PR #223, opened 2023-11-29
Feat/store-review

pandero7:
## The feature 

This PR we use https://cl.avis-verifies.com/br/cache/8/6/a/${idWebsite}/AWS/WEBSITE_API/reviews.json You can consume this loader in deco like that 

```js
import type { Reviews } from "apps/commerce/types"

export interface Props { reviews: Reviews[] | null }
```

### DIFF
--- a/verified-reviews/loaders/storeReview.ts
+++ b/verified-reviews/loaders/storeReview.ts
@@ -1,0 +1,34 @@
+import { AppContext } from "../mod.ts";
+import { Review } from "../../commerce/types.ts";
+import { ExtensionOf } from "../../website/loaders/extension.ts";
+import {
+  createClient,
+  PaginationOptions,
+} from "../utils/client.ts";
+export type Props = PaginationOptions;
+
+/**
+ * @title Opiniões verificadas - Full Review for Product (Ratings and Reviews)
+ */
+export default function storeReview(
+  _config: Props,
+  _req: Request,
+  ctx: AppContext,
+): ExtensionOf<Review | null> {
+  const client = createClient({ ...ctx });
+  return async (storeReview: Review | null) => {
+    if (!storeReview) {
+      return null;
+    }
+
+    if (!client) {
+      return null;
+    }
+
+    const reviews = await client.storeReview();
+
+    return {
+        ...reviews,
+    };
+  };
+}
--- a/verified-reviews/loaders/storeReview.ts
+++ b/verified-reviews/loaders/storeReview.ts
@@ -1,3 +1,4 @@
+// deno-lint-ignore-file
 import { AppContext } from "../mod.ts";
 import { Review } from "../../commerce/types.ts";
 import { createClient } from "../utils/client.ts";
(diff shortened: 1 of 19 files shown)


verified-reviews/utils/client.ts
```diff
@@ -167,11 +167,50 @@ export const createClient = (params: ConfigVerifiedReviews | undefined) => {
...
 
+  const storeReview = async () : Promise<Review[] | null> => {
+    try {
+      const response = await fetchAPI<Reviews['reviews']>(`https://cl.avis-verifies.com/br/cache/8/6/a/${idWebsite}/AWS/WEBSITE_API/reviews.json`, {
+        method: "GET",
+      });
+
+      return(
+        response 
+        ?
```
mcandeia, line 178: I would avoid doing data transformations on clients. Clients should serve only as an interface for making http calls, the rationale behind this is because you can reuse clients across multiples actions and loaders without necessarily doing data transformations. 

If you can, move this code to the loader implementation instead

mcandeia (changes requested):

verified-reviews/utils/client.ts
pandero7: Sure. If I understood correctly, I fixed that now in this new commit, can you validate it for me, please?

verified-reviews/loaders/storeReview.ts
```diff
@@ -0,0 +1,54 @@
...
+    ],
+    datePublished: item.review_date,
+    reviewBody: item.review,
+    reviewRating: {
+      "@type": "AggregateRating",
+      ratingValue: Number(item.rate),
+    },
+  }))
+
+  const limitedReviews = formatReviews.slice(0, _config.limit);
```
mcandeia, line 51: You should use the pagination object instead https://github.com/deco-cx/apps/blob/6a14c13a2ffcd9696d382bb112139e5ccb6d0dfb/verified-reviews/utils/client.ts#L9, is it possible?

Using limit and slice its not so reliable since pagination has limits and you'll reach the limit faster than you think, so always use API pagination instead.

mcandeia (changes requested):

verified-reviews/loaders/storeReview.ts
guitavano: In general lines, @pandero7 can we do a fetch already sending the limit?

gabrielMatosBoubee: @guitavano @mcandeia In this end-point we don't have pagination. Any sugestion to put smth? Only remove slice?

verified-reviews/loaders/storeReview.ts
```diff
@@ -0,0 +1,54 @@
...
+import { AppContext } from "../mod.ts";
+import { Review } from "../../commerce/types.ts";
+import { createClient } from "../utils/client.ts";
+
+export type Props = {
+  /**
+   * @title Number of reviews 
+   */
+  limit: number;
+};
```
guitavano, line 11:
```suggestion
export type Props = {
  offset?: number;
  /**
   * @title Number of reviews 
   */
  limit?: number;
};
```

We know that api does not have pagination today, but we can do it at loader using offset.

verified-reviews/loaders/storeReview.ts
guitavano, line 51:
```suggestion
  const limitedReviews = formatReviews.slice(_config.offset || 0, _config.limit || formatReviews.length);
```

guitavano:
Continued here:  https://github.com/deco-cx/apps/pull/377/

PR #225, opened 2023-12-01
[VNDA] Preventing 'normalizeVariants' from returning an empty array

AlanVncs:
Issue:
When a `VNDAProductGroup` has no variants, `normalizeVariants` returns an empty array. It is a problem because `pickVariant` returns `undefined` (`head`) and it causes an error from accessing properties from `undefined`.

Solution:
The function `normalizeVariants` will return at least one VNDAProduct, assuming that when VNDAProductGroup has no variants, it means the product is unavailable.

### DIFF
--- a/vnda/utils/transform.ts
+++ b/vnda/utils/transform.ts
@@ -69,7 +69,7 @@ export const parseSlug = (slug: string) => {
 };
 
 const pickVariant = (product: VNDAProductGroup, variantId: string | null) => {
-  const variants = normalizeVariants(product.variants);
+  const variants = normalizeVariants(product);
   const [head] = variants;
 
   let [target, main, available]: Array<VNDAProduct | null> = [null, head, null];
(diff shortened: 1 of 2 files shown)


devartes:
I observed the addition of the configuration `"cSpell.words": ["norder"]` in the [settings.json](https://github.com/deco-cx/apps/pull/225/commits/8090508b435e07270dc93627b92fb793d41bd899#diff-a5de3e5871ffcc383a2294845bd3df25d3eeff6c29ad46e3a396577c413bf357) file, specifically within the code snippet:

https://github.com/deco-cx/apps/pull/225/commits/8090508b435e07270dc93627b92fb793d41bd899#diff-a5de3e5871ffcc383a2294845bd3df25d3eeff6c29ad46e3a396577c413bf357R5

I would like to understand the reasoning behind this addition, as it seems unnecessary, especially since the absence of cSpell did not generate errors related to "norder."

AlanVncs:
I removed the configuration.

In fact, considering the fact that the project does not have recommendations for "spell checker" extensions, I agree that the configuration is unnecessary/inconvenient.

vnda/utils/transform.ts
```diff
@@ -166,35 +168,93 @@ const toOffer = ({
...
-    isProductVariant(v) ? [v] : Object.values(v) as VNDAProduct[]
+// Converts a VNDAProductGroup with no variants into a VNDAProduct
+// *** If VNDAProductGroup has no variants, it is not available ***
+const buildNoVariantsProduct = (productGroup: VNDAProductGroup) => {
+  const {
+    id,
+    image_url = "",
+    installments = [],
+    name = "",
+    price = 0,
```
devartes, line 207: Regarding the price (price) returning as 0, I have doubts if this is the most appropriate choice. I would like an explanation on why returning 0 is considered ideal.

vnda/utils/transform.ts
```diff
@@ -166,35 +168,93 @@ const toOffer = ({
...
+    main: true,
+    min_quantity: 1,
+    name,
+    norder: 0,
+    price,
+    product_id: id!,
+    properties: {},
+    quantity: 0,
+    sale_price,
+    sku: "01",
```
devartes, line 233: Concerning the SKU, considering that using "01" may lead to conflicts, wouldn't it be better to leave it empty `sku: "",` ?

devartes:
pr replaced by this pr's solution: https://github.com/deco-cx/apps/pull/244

● **WORK TASK**: Would you please copy each line of the listing that contains the word "shown"?

● **ANSWER AREA**:
(diff shortened: 1 of 19 files shown)
(diff shortened: 1 of 2 files shown)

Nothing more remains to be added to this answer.